- Type: Event
- Date: Last Saturday in June
- 2024 date: June 29
- 2025 date: June 28
- 2026 date: June 27
- 2027 date: June 26
- Frequency: Annual

= Cruisin' Downriver =

Cruisin' Downriver is an unofficial annual event which takes place through several Detroit downriver communities and inspired by the Woodward Dream Cruise. People with vintage, classic, tricked-out, or otherwise interesting cars cruise through the main thoroughfare of Fort St M-85 to crowds of spectators lining Fort St. The Downriver Cruise takes place the last Saturday in June and widely promoted by the Southern Wayne County Regional Chamber of Commerce. The event was spearheaded by state Rep. Edward Clemente (D-Lincoln Park), who was the chamber president at the time, Craig Sochocki, the former mayor of Lincoln Park, Donald W. Thurlow, former News-Herald publisher and Evelyn Cairns, former News-Herald lifestyle editor. Cairns first conceived Cruisin' Downriver in 2000 after her son Glen stated the Woodward Dream Cruise was too far for him to take his Ford Model A. Ultimately, the first Downriver Cruise was held that year and attended by an estimated 200,000 people.
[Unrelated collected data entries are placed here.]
PR #646, opened 2021-03-09
Added conan package manager

nikonok:
## Purpose

We need to use package manager instead of using 3party libraries as submodules or system libraries.

## For reviewers
How to install conan:
1) Install pip3 if you don't have one
2) `pip3 install conan`

Commands to test it:
1) `conan install -if build --build missing .` - install conan deps
2) `conan build -sf . -bf build .` - build project(or just use cmake for it)

## Submodule request link
https://github.com/Taraxa-project/taraxa-aleth/pull/9

## Changes
* Added conanfile.py
* Move submodules build to cmake targets
* Updated docs
* Removed unused submodules
* Fixed some bugs

## Some problems that PR doesn't solve
1) CryptoPP gives some warnings at linking executable stage. Because we build our project with `-fvisibility=hidden`, but CryptoPP don't have such option at conan. The solution is to use dynamic build for that library, but I just don't like it. It's only on Mac OS (clang).
2) I need to get `get_target_property(TARAXA_VDF_INCUDE taraxa-vdf INTERFACE_INCLUDE_DIRECTORIES)` from imported cmake target, it can't be included itself. It not a problem, but looks not good.


justinsnapp (commented):
Awaiting fixes for rocksDB version 6

.gitignore
```diff
@@ -9,4 +9,11 @@ cmake-*
...
-.DS_Store
\ No newline at end of file
+.DS_Store
+
+# build directory
+build
+
+# clang-format and clang-tidy binaries
+clang-format
+clang-tidy
```
JakubFornadel, line 19: - why would anyone have clang-* binaries in project root ? 
- for build directories we are using cmake-* naming convetion, so for example debug goes to cmake-build-debug etc...

CMakeModules/scripts/copydlls.cmake
```diff
@@ -0,0 +1,24 @@
+# this module expects
```
JakubFornadel, line 1: Isn't dll  windows only concept ? what do we use it for ?

conanfile.py
```diff
@@ -0,0 +1,132 @@
...
+        self.requires("cryptopp/8.4.0")
+        self.requires("gtest/1.10.0")
+        self.requires("rocksdb/6.8.1")
+        self.requires("jsoncpp/1.9.4")
+        self.requires("gmp/6.2.0")
+        self.requires("mpfr/4.0.2")
+        self.requires("snappy/1.1.8")
+        self.requires("zstd/1.4.4")
+        self.requires("lz4/1.9.2")
+
```
JakubFornadel, line 62: Just thinking out loud now. Maybe we could have a separate file with lib versions for this script. Might be cleaner but maybe unnecessary - don't know :)

.gitignore
nikonok: 1) Because build scripts on macos downloads that binaries to project dir, and I added such option to conan too.
2) Okay, I don't know that before, so I can change it

doc/building.md
```diff
@@ -61,16 +47,34 @@ will build out of the box without further effort:
...
-    cd cmake-build
+Add bincrafters repository to conan:
+
+    conan remote add bincrafters https://api.bintray.com/conan/bincrafters/public-conan
+
+In general to build you need to:
+
+    conan install -if build --build missing .
+    conan build -bf build -sf . .
+
```
JakubFornadel, line 58: so what is the difference if I build using cmake ../ vs conan build ?

src/taraxad/CMakeLists.txt
```diff
@@ -4,5 +4,5 @@ target_link_libraries(taraxad PRIVATE app_base)
 set(TARAXAD_INSTALL_DIR "/usr/local/bin" CACHE PATH "Aplication install directory")
 set(TARAXAD_CONF_INSTALL_DIR "/etc/taraxad" CACHE PATH "Aplication configuration install directory")
 
-install(PROGRAMS ${CMAKE_CURRENT_BINARY_DIR}/taraxad DESTINATION ${TARAXAD_INSTALL_DIR} COMPONENT taraxad)
+install(PROGRAMS ${CMAKE_RUNTIME_OUTPUT_DIRECTORY}/taraxad DESTINATION ${TARAXAD_INSTALL_DIR} COMPONENT taraxad)
```
JakubFornadel, line 7: is this change somehow related to conan stuff ?

doc/building.md
nikonok: Here is about 3 ways to build project with conan:
1. `conan install <...> && conan build <..>`. In such way will be called conan installed in the system. Project will be built in release mode with threads(like `make -j`).
2. `cmake .. && cmake --build .`. That way will download conan linke cmake script, you can find link in CMakeLists.txt . I found only one problem with such conan: it doesn't support Apple Clang 12.0
3. `conan install <...> && cmake --build .`. It will call conan like in 2, but libraries are already installed.

If it first build of project prefer `1`, but after it you can use all that you want.

src/taraxad/CMakeLists.txt
nikonok: Yeah, now all binaries will be at the <project_build_folder>/bin. So we need to change the way how we find bin files.

This is one of conan's requirements, as well as "specifying the build type" (Debug/Release/RelWithDebInfo)

conanfile.py
nikonok: This file is intended to list everything on the project, not in the style of conan to write multiple files =)

CMakeModules/scripts/copydlls.cmake
nikonok: Oh, I think this is superfluous, just accidentally captured from aleth along with secp256k1 =)

justinsnapp (approved):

The cruise stretches between Sibley Road in Riverview and Outer Drive in Lincoln Park and additionally passes through the cities of Southgate and Wyandotte.

An official event for most of its history, each event held since 2017 has been unofficial as a result of increasing expenses incurred and lack of profits by each of the communities along the cruise route. The 2017 and 2018 events had another factor, in the form of increased traffic along Fort Street due to a prolonged partial closure of Interstate 75, which parallels Fort Street in the Downriver area, during those two years. Although I-75 had since fully reopened by the time of the 2019 edition, the event remains unofficial, and this status has allowed the 2020 edition to continue to move forward in spite of the COVID-19 pandemic.